Understanding MultiheadAttention parameters

Robert_Sim · June 6, 2022, 6:03am

I’m converting some homegrown Keras code for attention to pytorch. In principle I can just use the MultiheadAttention module. The Keras code explicitly defines the weight matrices K, Q, and V. In the torch module, there are member attributes k_proj_weight, q_proj_weight, etc but these are initialized to None, and if I iterate through named_parameters() there are only in_proj_weight and out_proj_weight. What is the relationship between these matrices and K/Q/V?

ptrblck · June 6, 2022, 5:06pm

I think it’s an optimization as can be seen here:

        self._qkv_same_embed_dim = self.kdim == embed_dim and self.vdim == embed_dim

        self.num_heads = num_heads
        self.dropout = dropout
        self.batch_first = batch_first
        self.head_dim = embed_dim // num_heads
        assert self.head_dim * num_heads == self.embed_dim, "embed_dim must be divisible by num_heads"

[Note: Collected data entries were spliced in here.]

PR #1514, opened 2020-09-10
refactor: change "closed" status to "invalid"

### LINKED ISSUE #1410: Distinguishing between 'Closed' vs 'Resolved' alert statuses
### Description

Of the 4 available alert statuses (OPEN, TRIAGED, CLOSED, RESOLVED), the two closure statuses may generate confusion. i.e. A user may not know when to choose CLOSED or RESOLVED because there's no indication of the implied differences.

Suggested solution is to simply change the wording of `CLOSED` to `INVALID` to clearly indicate the difference between `INVALID` and `RESOLVED` issues.

### Acceptance Criteria

- Change `CLOSED` -> `INVALID`

s0l0ist:
## Background

closes #1410 

These changes do not perform a migration on existing alerts. Instead, they account for the deprecated status value and correct it on fetch or query.

## Changes

- updates both frontend and backend renaming of the enum
- ensures all APIs that return alerts use the new status if the old one was present

## Testing

- mage test:ci
- visual inspection and filtering of the list alerts page

### DIFF
--- a/api/lambda/alerts/models/api.go
+++ b/api/lambda/alerts/models/api.go
@@ -84,7 +84,7 @@ type ListAlertsInput struct {
 	// Filtering
 	Severity        []*string  `json:"severity" validate:"omitempty,dive,oneof=INFO LOW MEDIUM HIGH CRITICAL"`
 	NameContains    *string    `json:"nameContains"`
-	Status          []string   `json:"status" validate:"omitempty,dive,oneof=OPEN TRIAGED CLOSED RESOLVED"`
+	Status          []string   `json:"status" validate:"omitempty,dive,oneof=OPEN TRIAGED INVALID RESOLVED"`
 	CreatedAtBefore *time.Time `json:"createdAtBefore"`
 	CreatedAtAfter  *time.Time `json:"createdAtAfter"`
 	RuleIDContains  *string    `json:"ruleIdContains"`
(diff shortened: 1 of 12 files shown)


api/lambda/alerts/models/api.go
```diff
@@ -162,9 +162,12 @@ const (
 	// Triaged sets the alert to actively investigating
 	TriagedStatus = "TRIAGED"
 
-	// Closed is set for false positive or anything other reason than resolved
+	// [deprecated] Closed is set for false positive or anything other reason than resolved
 	ClosedStatus = "CLOSED"
```
kostaspap, line 166: Can we remove this? Is the plan to eventually write a migration script that updates customer tables?

kostaspap (approved):
1. Can't we just change the wording on the FE piece? I think it might be simpler than this one? 
2. If we were to make the change in the BE, maybe create a migration script? Should be fairly easy - scan the table and perform in-place update of the attribute. If there is no time for it now, we should create a Github issue to fix this eventually (might be a good task for a new hire). I am afraid we might forget about this and similar issues. 
3. Maybe "FALSE ALARM", "NO ISSUE", ... Not 100% sure of what's the best terminology here (naming is hard).

3nvi (approved):
LGTM 🎉

s0l0ist:
> 1. Can't we just change the wording on the FE piece? I think it might be simpler than this one?
> 2. If we were to make the change in the BE, maybe create a migration script? Should be fairly easy - scan the table and perform in-place update of the attribute. If there is no time for it now, we should create a Github issue to fix this eventually (might be a good task for a new hire). I am afraid we might forget about this and similar issues.
> 3. Maybe "FALSE ALARM", "NO ISSUE", ... Not 100% sure of what's the best terminology here (naming is hard).


I'll investigate using FE changes only.

api/lambda/alerts/models/api.go
s0l0ist: If we do end up going with BE changes and a migration script, we would remove this. I keep it to use it for checking against the filtering/query rules.

austinbyers (commented):
Agreed with just changing it in the frontend for simplicity if possible

s0l0ist:
Closing in favor of #1528

PR #1516, opened 2020-09-10
add name to ec2 resources

### LINKED ISSUE #1422: Add `Name` tag to AWS EC2 resources

Panther tries to indicate that resources created as a part of the Panther application belong to Panther via two methods:

- For resources that support custom names (e.g. lambdas, queues, dynamo tables) we prefix the name with `panther-`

        if not self._qkv_same_embed_dim:
            self.q_proj_weight = Parameter(torch.empty((embed_dim, embed_dim), **factory_kwargs))
            self.k_proj_weight = Parameter(torch.empty((embed_dim, self.kdim), **factory_kwargs))
            self.v_proj_weight = Parameter(torch.empty((embed_dim, self.vdim), **factory_kwargs))
            self.register_parameter('in_proj_weight', None)
        else:
            self.in_proj_weight = Parameter(torch.empty((3 * embed_dim, embed_dim), **factory_kwargs))
            self.register_parameter('q_proj_weight', None)
            self.register_parameter('k_proj_weight', None)
            self.register_parameter('v_proj_weight', None)

If the kdim and vdim are equal to embed_dim, then in_proj_weight will increase its size by 3 and should then contain these parameters if I’m reading the code right.